Actually, it's not quite that pure, because the rules are stacked so you wind up playing more games against people at your level. The tournament was designed by a man named Bowen Kerins, who created the pinball ranking system (similar to the chess system), and, as far as I can tell, is probably the most expert pinball sabermetrician in existence.
Let me give you a condensed summary of how it works (the full rules are here).
The first day, you play five sessions. Each session, you are matched against three opponents. Each of you plays a game of pinball. At the end of the game, your score is compared to the other three, and you get a W or a L. So if you beat all your opponents, you go 3-0. If you're the second highest, you go 2-1. And so on. It's the same as a "3-2-1-0" scoring system. (In normal match pinball play, and the playoffs, they use 4-2-1-0. But then you can't have a W-L record.)
You repeat this for two other games. At the end of the session, you've faced each opponent three times. So you wind up having gone somewhere between 9-0 and 0-9.
As I said, there are five sessions. In subsequent sessions, you are matched with people closer and closer to you in the standings. The second session is against players from your half of the standings. The third is from players from your quarter of the standings. By the fifth session, you are playing three people directly adjacent to you in the standings.
After the five sessions the first day, you're somewhere between 0-45 and 45-0. As it happened, the top player was 35-10, and the bottom player was 10-34. (Some players had fewer than 45 games because the number of players wasn't a multiple of four, which meant some sessions had 8 games instead of 9.)

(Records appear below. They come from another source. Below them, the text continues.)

PR #707, opened 2016-10-20
Get rid of OSX CI builds until they get much faster

astorije:
OSX builds have been nothing but a pain on Travis CI: they fail with no good reason, they stay pending forever, etc.

As far as I can tell, I can't remember one valid build they failed and we legitimately discovered a bug. Dev env on OSX is very close to Linux so it's good enough to have it here.

I'm OK with having AppVeyor running slow, which it often does, but Travis CI should be fast and so far this has been the unfortunate bottleneck.

### DIFF
--- a/.travis.yml
+++ b/.travis.yml
@@ -5,9 +5,6 @@ node_js:
 
 matrix:
   fast_finish: true
-  include:
-  - os: osx
-    node_js: 4
 
 cache:
   directories:


.travis.yml
```diff
@@ -3,12 +3,6 @@ node_js:
 - 6
 - 4
 
-matrix:
-  fast_finish: true
```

At that point, there was a cut, like in golf. Only the top third of the 173 competitors continued on to be able to play for the top prize. Those were division "A". The middle third was group B, and the bottom third was group C. (Some players were not allowed to be in B or C, because they were historically too good; those stayed in A even if they wouldn't have qualified otherwise.)
The second day proceeded like the first day, but players competed against only those in their division. In addition, players in group C were reset to 0-0 after Day 1.
That means that at the end of Day 2, players in A and B had 90 games counted in the standings, and players in C had 45 games. The top 17 in each group went on to the playoff rounds for their division.
The format, I think, worked very well. It ensured that every one of the lesser B and C players had a legitimate shot at winning their division in Day 2, and kept the scores fairly tight by giving the worse players slightly lesser competition.
Anyway, I decided to try to simulate the tournament. Part of the reason was that I wanted to have a better idea of how I did. I had gone 21-24 the first day, barely making B, and then 27-18 the second day, for a final record of 48-42. That was good enough to get me into the B playoffs, where I flamed out in the first round.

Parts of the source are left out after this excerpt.